Task to carry out
Go over these records and count the lines with the string "resolve" in them; the count is all that should be returned.

Stored items:
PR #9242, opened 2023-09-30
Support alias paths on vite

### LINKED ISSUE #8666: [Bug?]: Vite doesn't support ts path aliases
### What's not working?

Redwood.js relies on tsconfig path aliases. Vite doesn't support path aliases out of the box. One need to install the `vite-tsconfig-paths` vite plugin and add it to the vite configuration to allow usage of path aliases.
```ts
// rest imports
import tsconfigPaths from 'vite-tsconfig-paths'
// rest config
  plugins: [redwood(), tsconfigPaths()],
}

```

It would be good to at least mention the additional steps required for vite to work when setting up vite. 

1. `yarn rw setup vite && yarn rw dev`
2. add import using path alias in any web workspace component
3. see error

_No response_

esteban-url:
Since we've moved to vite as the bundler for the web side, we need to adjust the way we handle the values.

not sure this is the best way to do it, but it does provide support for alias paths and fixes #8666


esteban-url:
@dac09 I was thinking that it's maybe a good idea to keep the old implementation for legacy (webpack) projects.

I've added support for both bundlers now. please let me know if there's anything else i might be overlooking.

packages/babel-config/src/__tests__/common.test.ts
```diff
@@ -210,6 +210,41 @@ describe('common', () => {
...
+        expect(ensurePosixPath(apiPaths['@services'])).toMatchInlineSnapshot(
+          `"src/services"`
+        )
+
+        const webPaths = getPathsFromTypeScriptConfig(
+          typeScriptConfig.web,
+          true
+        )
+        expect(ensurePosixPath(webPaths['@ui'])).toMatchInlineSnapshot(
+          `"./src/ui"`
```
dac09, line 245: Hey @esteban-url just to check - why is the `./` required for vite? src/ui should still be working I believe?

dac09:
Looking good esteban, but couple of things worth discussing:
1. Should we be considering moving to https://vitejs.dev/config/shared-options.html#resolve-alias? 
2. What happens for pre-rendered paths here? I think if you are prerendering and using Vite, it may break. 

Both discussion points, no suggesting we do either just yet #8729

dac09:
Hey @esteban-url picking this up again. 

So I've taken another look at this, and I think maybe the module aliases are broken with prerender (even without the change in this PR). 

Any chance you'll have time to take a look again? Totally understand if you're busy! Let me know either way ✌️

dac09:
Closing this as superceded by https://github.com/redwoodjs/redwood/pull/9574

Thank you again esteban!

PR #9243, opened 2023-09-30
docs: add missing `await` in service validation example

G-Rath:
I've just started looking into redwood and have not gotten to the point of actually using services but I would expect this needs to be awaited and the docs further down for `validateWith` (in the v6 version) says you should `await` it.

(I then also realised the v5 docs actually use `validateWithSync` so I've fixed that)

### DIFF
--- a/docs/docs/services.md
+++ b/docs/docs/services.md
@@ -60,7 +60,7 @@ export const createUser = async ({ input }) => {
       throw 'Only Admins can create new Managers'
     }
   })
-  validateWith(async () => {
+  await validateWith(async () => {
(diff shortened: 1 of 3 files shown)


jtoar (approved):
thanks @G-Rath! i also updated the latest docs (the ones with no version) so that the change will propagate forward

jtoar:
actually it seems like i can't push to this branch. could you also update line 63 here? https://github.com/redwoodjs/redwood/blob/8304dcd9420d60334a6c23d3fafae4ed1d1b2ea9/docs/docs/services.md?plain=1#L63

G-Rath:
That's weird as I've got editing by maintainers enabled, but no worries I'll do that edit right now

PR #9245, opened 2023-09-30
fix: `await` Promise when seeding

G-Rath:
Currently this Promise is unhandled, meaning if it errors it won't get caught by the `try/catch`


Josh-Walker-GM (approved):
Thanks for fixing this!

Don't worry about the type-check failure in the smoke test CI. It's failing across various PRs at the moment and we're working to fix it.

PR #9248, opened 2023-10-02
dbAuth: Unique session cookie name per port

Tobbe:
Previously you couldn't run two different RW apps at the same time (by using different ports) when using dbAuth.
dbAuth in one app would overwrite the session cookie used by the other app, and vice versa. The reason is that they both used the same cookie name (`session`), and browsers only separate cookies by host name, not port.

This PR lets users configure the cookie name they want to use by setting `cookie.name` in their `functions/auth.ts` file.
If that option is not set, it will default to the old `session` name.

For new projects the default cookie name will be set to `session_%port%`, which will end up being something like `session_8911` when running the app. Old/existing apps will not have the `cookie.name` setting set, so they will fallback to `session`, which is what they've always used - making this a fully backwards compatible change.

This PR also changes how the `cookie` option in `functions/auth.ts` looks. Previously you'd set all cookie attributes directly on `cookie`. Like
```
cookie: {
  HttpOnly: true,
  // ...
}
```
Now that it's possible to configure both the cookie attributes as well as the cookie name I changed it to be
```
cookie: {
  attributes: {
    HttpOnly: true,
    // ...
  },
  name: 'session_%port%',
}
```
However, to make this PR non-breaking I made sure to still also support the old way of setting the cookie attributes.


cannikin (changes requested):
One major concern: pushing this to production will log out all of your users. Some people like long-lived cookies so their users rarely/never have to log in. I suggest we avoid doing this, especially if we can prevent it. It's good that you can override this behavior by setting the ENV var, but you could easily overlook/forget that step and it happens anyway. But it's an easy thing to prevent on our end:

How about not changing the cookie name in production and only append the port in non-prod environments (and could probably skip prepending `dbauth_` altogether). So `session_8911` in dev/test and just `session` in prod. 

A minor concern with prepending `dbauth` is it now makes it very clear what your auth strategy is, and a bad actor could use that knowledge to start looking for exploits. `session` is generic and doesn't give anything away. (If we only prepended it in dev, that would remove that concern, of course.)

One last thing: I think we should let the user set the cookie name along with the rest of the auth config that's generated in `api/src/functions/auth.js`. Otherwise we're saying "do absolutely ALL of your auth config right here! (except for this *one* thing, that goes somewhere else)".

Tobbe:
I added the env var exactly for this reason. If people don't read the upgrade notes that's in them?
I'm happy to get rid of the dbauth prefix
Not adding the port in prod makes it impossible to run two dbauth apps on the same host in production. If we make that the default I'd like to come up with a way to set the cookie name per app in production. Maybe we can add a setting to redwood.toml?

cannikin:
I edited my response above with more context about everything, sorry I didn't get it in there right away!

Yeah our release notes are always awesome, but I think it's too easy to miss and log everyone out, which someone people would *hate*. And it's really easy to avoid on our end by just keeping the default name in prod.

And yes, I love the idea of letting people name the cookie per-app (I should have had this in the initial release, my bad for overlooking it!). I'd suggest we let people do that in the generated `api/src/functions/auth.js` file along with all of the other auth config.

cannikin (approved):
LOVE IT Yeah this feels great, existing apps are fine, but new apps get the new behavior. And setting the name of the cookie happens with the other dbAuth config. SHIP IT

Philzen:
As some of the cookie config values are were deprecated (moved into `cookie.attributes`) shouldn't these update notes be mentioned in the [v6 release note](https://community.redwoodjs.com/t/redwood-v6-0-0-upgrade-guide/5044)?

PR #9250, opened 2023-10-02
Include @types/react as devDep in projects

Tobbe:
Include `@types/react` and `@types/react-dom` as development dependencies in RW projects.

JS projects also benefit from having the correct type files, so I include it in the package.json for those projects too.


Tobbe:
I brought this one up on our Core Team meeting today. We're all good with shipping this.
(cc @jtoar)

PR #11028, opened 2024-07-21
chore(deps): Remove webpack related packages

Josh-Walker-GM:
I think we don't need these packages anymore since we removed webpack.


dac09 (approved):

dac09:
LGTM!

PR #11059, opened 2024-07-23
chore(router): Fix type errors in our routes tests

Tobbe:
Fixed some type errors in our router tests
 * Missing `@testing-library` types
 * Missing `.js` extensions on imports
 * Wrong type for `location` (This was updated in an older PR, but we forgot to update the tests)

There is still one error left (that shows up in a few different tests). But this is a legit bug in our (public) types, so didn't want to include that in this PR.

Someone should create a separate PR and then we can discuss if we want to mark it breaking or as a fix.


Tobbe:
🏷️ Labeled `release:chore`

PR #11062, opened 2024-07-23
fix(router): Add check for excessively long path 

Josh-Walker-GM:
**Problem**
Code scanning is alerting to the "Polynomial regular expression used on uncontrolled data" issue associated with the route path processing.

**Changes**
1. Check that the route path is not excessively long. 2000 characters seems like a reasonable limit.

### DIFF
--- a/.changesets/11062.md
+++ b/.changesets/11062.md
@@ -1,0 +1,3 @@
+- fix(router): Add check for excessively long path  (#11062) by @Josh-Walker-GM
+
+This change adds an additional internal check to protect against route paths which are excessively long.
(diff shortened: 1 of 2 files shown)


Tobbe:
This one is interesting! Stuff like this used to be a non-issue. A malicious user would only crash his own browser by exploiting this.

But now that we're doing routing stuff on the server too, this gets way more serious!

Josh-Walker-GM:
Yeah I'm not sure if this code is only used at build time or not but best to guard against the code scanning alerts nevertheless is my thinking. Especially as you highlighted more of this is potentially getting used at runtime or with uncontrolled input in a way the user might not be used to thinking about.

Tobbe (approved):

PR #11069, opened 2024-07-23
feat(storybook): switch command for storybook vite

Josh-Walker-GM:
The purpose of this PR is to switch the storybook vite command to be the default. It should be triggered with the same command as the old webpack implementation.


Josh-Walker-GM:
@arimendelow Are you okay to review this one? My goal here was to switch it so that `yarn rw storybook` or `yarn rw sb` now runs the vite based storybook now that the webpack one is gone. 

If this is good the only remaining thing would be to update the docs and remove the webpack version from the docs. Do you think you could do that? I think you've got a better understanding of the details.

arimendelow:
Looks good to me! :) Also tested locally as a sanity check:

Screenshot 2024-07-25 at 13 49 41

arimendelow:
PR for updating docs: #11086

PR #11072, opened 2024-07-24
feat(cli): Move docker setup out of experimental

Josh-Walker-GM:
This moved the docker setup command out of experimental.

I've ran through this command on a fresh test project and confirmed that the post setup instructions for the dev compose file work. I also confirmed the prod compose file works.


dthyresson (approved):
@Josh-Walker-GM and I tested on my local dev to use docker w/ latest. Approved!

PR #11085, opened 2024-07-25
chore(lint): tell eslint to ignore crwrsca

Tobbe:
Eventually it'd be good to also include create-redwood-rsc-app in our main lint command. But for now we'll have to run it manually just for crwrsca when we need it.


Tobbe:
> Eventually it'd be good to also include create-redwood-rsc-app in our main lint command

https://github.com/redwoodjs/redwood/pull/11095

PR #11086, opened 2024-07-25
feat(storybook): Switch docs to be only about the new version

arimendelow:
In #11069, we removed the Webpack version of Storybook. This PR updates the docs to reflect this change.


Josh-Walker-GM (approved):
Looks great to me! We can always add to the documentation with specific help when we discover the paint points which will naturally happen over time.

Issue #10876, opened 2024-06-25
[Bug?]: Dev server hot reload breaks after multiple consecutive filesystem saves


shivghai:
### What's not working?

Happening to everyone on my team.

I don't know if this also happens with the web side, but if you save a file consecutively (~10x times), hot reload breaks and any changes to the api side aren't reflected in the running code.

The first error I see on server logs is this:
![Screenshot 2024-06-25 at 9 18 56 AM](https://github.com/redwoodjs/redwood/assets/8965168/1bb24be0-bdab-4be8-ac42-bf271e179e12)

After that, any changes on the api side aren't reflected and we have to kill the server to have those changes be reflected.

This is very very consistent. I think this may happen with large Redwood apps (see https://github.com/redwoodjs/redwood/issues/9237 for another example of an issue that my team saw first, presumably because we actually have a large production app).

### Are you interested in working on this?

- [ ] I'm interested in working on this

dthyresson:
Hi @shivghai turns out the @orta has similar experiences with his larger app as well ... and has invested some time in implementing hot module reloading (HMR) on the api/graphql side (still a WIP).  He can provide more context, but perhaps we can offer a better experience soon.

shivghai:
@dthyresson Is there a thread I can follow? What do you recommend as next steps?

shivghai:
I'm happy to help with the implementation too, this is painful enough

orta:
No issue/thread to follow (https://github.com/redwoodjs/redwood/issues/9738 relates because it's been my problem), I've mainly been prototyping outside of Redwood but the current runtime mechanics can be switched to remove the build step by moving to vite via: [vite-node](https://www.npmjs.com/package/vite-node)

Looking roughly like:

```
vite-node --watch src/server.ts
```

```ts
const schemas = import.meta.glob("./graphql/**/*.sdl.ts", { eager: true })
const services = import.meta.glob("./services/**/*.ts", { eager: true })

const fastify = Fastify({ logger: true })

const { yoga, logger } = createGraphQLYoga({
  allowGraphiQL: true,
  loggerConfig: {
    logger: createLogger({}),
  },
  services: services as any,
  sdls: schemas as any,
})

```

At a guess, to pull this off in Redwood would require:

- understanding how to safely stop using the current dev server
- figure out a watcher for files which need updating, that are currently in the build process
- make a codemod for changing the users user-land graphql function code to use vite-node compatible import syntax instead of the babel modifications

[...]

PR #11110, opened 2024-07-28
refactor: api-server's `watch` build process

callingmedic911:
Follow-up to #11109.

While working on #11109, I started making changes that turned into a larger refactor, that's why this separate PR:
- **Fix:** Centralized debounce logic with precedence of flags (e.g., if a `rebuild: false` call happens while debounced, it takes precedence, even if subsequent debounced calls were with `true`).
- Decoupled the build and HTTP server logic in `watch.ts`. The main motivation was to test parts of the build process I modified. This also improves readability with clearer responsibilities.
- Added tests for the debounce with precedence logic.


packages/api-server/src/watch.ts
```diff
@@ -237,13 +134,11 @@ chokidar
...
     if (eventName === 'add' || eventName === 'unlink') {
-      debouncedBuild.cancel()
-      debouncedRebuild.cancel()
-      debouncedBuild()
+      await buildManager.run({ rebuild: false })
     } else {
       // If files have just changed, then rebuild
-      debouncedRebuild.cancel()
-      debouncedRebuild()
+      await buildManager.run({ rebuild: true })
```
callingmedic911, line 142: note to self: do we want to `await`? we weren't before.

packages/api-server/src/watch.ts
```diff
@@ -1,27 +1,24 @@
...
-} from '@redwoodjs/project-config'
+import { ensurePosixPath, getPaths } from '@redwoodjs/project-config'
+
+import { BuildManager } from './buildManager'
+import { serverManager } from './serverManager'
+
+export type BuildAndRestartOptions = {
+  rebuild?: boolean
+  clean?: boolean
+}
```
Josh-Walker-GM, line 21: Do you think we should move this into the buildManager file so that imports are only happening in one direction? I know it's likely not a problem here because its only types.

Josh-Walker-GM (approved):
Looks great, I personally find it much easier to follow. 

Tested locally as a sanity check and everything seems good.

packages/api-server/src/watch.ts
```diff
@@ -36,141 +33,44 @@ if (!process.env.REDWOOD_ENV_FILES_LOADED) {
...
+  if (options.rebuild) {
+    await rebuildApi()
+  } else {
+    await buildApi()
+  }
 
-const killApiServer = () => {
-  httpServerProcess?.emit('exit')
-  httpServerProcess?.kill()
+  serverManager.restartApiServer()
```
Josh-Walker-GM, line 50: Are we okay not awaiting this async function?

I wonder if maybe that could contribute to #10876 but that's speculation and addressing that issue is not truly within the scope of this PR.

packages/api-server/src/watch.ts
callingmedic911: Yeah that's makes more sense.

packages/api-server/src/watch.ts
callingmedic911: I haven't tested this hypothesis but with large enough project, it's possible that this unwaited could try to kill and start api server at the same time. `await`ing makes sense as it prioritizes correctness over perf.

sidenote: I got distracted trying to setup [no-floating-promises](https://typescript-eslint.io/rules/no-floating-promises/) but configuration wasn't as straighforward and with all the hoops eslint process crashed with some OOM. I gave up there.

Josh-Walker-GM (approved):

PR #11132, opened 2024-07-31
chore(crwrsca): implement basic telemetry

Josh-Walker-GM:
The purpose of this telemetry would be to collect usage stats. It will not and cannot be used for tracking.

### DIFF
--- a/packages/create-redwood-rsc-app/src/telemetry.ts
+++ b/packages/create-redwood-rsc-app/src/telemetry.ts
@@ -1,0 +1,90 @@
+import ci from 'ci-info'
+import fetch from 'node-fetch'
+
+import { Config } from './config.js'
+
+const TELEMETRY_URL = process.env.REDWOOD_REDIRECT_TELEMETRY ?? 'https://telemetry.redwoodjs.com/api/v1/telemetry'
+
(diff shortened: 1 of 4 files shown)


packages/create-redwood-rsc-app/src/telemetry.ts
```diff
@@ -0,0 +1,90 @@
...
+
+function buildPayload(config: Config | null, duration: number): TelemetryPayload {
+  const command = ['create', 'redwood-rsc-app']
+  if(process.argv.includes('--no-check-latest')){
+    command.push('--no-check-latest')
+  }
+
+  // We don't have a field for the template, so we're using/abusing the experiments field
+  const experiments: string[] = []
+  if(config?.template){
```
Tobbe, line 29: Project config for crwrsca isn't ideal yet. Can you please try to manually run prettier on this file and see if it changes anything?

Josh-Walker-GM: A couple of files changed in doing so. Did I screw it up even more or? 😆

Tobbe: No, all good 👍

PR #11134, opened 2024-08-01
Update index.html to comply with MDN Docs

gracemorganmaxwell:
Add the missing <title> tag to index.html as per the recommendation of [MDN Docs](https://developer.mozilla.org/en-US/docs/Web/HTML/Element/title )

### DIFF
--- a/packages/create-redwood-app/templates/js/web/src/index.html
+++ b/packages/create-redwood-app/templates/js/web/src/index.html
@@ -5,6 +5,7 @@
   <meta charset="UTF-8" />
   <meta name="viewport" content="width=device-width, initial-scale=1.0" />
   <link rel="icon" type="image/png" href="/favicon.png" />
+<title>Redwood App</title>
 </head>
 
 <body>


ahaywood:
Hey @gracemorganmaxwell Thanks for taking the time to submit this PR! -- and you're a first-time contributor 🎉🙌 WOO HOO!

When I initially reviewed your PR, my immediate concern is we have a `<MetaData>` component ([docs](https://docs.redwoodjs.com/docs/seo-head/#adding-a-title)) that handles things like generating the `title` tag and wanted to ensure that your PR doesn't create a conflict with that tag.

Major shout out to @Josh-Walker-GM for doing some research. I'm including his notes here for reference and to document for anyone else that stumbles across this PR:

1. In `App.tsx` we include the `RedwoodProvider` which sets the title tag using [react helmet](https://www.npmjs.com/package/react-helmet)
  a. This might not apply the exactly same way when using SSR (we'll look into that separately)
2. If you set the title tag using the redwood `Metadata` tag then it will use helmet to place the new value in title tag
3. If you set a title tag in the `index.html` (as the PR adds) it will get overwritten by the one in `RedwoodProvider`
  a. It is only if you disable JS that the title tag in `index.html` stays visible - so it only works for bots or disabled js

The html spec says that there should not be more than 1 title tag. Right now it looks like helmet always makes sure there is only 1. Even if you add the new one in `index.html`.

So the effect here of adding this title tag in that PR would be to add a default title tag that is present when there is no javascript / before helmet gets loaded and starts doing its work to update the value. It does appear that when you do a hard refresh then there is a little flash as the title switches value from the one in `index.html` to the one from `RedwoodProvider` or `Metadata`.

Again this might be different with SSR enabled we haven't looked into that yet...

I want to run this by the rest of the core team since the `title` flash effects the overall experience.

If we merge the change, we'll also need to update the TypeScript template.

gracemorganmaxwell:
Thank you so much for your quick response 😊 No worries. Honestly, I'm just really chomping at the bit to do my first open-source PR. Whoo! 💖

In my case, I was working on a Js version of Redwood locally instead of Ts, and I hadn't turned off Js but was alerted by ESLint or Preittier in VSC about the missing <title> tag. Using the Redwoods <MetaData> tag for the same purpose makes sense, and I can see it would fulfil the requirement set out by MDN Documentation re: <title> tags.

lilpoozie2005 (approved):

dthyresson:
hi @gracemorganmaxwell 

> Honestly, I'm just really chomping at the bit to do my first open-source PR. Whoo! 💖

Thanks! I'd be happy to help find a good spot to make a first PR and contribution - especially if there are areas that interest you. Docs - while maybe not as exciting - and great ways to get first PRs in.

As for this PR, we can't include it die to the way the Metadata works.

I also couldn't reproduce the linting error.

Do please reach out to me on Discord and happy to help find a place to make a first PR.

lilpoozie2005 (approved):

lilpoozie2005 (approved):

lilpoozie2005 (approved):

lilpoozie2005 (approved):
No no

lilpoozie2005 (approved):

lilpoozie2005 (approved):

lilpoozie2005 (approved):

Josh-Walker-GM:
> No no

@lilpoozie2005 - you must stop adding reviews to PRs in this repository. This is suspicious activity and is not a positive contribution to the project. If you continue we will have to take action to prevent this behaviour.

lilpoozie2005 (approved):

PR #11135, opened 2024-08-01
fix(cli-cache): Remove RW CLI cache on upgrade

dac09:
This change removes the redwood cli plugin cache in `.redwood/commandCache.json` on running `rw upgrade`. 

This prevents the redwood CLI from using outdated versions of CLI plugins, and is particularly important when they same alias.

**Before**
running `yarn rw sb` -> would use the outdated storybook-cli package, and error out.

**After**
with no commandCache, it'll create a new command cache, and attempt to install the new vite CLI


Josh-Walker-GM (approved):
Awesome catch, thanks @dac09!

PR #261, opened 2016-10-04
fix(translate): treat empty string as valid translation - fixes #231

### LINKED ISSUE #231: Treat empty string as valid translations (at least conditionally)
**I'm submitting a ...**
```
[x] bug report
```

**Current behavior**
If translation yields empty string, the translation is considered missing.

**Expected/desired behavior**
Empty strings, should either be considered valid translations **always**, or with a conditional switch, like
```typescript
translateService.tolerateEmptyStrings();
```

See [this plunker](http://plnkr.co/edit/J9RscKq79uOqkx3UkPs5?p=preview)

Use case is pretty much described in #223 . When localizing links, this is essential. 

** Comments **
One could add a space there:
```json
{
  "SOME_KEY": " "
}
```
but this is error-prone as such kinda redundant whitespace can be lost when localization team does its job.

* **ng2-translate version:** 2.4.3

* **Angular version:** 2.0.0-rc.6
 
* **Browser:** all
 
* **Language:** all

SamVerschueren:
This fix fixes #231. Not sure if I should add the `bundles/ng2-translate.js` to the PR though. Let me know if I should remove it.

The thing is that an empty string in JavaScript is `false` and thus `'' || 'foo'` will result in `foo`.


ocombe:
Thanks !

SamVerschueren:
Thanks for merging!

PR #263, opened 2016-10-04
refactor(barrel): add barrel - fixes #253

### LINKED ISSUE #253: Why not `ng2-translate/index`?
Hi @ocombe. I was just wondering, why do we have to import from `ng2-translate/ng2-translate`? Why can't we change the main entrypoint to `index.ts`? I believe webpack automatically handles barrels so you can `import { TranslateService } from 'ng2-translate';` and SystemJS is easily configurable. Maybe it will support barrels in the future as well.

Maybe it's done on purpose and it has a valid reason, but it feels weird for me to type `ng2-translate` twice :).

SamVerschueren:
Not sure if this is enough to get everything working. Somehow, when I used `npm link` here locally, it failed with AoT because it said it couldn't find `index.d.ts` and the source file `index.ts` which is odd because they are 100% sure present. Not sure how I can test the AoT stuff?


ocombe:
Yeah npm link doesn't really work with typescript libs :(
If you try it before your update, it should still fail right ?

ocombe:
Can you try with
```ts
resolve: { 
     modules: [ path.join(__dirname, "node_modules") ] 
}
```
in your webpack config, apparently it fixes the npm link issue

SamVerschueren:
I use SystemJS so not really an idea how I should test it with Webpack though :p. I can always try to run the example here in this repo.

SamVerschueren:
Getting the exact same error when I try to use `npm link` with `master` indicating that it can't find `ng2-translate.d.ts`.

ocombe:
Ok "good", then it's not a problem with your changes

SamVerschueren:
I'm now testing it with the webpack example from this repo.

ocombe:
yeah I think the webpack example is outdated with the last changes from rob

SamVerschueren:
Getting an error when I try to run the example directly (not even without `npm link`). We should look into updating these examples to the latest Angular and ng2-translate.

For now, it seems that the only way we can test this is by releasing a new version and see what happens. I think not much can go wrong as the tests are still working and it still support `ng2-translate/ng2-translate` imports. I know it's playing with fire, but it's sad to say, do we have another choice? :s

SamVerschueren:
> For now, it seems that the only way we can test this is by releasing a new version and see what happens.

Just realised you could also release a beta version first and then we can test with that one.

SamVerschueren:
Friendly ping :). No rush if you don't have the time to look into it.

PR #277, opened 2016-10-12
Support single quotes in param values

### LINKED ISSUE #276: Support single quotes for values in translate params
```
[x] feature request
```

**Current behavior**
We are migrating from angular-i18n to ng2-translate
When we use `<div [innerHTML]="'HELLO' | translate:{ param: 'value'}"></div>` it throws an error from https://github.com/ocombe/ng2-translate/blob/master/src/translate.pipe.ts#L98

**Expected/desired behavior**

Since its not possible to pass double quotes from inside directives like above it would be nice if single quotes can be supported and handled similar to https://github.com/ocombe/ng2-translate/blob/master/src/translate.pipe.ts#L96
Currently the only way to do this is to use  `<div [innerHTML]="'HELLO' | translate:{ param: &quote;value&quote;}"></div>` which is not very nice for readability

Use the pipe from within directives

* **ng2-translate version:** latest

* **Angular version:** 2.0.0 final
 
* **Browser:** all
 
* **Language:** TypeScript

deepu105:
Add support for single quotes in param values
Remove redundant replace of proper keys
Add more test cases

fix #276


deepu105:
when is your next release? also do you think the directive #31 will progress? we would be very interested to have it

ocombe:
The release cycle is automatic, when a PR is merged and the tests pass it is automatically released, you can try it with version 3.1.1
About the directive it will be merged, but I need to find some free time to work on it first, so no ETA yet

Your response
2